3. Your coworkers will be impressed
Okay, my coworkers weren't exactly impressed ... most of them thought I was insane. I didn't bother explaining at first that I found a route that circumnavigated I-10. But that aside, instead of dreading a boring, stop-and-go commute that will invariably get you stuck in three lanes of traffic, you have a nice, leisurely ride waiting at the end of your work day. And if you get to commute through Old Metairie as I did, well, that's just gravy.
4. Motorists are increasingly considerate
It's not exactly a condition you can measure, but with the rising numbers of cyclists (and bicycle lanes) in the city, motorists have become more and more sensitive to what some call "vehicular cycling" - that is, bikes acting as cars. In New Orleans, as everywhere else, cyclists are bound by the same traffic laws as motorists, and also entitled to the same protections, including a 3-foot buffer zone into which a motorist may not enter (it's state law - Gov. Jindal signed it back in 2009). Tulane Avenue and the north-south routes in Mid-City and Gentilly are still a bit of a rough ride, but even on Earhart drivers gave me plenty of space. I've seen more and more motorists yielding to cyclists, and more and more cyclists signalling properly. Of course, there are still the asshats who ride the wrong way down one-way streets, ride on sidewalks and ignore traffic signals - but let the NOPD deal with them. (Hey! A new idea for municipal revenue.)
It's sort of a no-brainer. Say your commute is five miles each way (like mine is). You ride to work fast (because you're late) and take your time going home. Maybe you run a couple errands, bringing up your total daily mileage to 15 or so. You've just worked out twice in one day at different levels of aerobic exhertion. Boom. It's not an instant six-pack, but it's sure not going to hurt.
And of course, since I love playing both sides of the same argument, here are couple of problems with my theory:
1. You're an easy target
As the Times-Picayune reported yesterday, a cyclist was attacked this week on the Mississippi River levee. Earlier this fall, burglars preyed on the parked cars of cyclists and triathletes training along Lakeshore Drive. Being on a bike can put you in a vulnerable position; if you're on a path or sidewalk and aren't decked out with knobby tires, you can pretty much only move like a chess piece - in one direction. So ride careful.
2. A lot of roads still really ... well, you get the idea
My bike isn't exactly built for commuting; it's the same rig with which I race, but retrofitted with bigger tires and the aerobars removed. Still and all, it's a pretty soft ride for a road bike. After a week of commuting, however, I was glad for the cushioned bucket seat of my now-slightly-safer Explorer. If you're going to commute by bike, invest in a bike with a carbon fiber or suspension fork, a decent saddle and a forgiving seatpost - or just go full-suspension.

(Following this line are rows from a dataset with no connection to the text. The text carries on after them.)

PR #8903, opened 2022-07-24
[1.19.x] Add ServerOverloadedEvent

PaintNinja:
This PR intends to add a new event that allows mods to detect when the server is overloaded.

This'll allow mods to react to an overloaded server and optionally log data when this occurs, to help diagnose causes of server-side lag. An example usage of this event would be logging the current coordinates and worlds each player is in so that a server owner can investigate possible player-made lag machines.


Sirttas:
I have a bad feeling about it, I easily see a mod using this to "optimize" and just turn off random features vanilla or forge features.

PaintNinja:
> I have a bad feeling about it, I easily see a mod using this to "optimize" and just turn off random features vanilla or forge features.

Do you think discouraging this kind of behaviour and/or giving examples of good usages of this event inside the javadoc would be a good idea?

Sirttas:
> Do you think discouraging this kind of behaviour and/or giving examples of good usages of this event inside the javadoc would be a good idea?

Yes, it cold help. But I don't think its a good idea any mod alter its behavior using this event. your mod should be consistent even under heavy load. I only see this as a way to debug or provide information on server stability.

PaintNinja:
I've updated the javadoc to discourage using this event as a trigger for modifying Vanilla behaviour and provided a couple of intended usage examples. If anyone has any further feedback or would like the wording changed, please let me know.

patches/minecraft/net/minecraft/server/MinecraftServer.java.patch
```diff
@@ -66,6 +66,14 @@
           this.f_129726_ = Util.m_137550_();
           this.f_129757_.m_134908_(Component.m_237113_(this.f_129709_));
           this.f_129757_.m_134912_(new ServerStatus.Version(SharedConstants.m_183709_().getName(), SharedConstants.m_183709_().getProtocolVersion()));
+@@ -633,6 +_,7 @@
+                f_129750_.warn("Can't keep up! Is the server overloaded? Running {}ms or {} ticks behind", i, j);
+                this.f_129726_ += j * 50L;
+                this.f_129718_ = this.f_129726_;
++               net.minecraftforge.server.ServerLifecycleHooks.onServerOverloaded(this, i, j, this.f_129718_);
```
sciwhiz12, line 73: Is it intended that the hook fires after the `lastOverloadWarning` is set? Shouldn't it fire before the hook, so the field contains the previous value (accurately reflecting the time of the last overload warning)?

src/main/java/net/minecraftforge/event/server/ServerOverloadedEvent.java
```diff
@@ -0,0 +1,63 @@
...
+ * <br>
+ * This event is fired via {@link ServerLifecycleHooks#onServerOverloaded(MinecraftServer, long, long, long)},
+ * which is executed from {@link MinecraftServer#runServer()} <br>
+ * <br>
+ * This event is not {@link Cancelable}.<br>
+ * <br>
+ * This event does not have a result. {@link HasResult}<br>
+ * <br>
+ * This event is fired on the {@link MinecraftForge#EVENT_BUS}.
+ */
```
sciwhiz12: I suggest some improvements to this javadoc:

- Using the somewhat standardized format found currently in the client events.
- Using paragraph tags to mark paragraphs (except the first, which is implicitly a paragraph) instead of the line break tag.
- Using an unordered list instead of an ordered list, as the order of the list items doesn't matter.
- Removing the part about where the event is fired from, since that is information not needed by consumers.

```suggestion
/**
 * Fired when the server is running behind ticking schedule and can't keep up. Heavy work should be avoided in listeners
 * for this event, as doing so may cause the {@link net.minecraft.server.dedicated.ServerWatchdog} to timeout and crash
 * the server.
 *
 * <p>Please <strong>do not use this event for disabling vanilla features</strong> - this may cause unexpected behavior
 * for players and hard-to-reproduce compatibility issues with other mods that expect consistent vanilla behavior.</p>
 * 
 * <p>Here are some examples of intended usages of this event:</p>
 * <ul>
 *     <li>to log data that could be useful for diagnosing why the server is overloaded</li>
 *     <li>for sending automated alerts to server staff outside of the game and console</li>
 * </ul>
 *
 * <p>This event is not {@linkplain Cancelable cancellable}, and does not {@linkplain HasResult have a result}.</p>
 *
 * <p>This event is fired on the {@linkplain MinecraftForge#EVENT_BUS main Forge event bus},
 * only on the {@linkplain LogicalSide#SERVER logical server}.</p>
 */
```

src/main/java/net/minecraftforge/event/server/ServerOverloadedEvent.java
```diff
@@ -0,0 +1,63 @@
...
+public class ServerOverloadedEvent extends ServerLifecycleEvent
+{
+    private final long msBehind;
+    private final long ticksBehind;
+    private final long lastOverloadWarningMs;
+
+    public ServerOverloadedEvent(final MinecraftServer server, final long msBehind, final long ticksBehind, final long lastOverloadWarningMs)
```
sciwhiz12, line 38: This event constructor should be marked as `@ApiStatus.Internal`.

src/main/java/net/minecraftforge/event/server/ServerOverloadedEvent.java
```diff
@@ -0,0 +1,63 @@
...
+    {
+        super(server);
+        this.msBehind = msBehind;
+        this.ticksBehind = ticksBehind;
+        this.lastOverloadWarningMs = lastOverloadWarningMs;
+    }
+
+    /**
+     * @return The amount of milliseconds the server is behind schedule
```
sciwhiz12: Use inline `{@return}` tags.
```suggestion
     * {@return the amount of milliseconds the server is behind schedule}
```

src/main/java/net/minecraftforge/event/server/ServerOverloadedEvent.java
```diff
@@ -0,0 +1,63 @@
...
+     */
+    public long getMsBehind() { return msBehind; }
+
+    /**
+     * @return The number of ticks the server is behind schedule.
```
sciwhiz12: Use inline `{@return}` tags.
```suggestion
     * {@return the number of ticks the server is behind schedule}
```

src/main/java/net/minecraftforge/event/server/ServerOverloadedEvent.java
```diff
@@ -0,0 +1,63 @@
...
+     */
+    public long getTicksBehind() { return ticksBehind; }
+
+    /**
+     * @return The last time the server warned about being behind schedule.
```
sciwhiz12: Use inline `{@return}` tags.
```suggestion
     * {@return the last time the server warned about being behind schedule}
```

sciwhiz12 (changes requested):

sciwhiz12:
For reference, this PR was rejected by the core team on the basis of there being too many potential ways to abuse this event. Extra logging for debugging or lag diagnosis should preferrably be integrated into Forge, rather than reliant on 3rd-party mods.[^1]

[^1]: [`#github-discussions`, message from `@LexManos`](https://canary.discord.com/channels/313125603924639766/852298000042164244/1006645429762543647)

Your delicate parts will thank you later.
3. For better or worse, you are your own engine - and cargo space
Most tasks are easily manageable with a bike and a backpack, but larger grocery trips are pretty much nixed once you check your keys in with your mechanic. Also, if you need any dry cleaning done, better find somewhere in walking distance. And forget about doing any major moving. Or logging.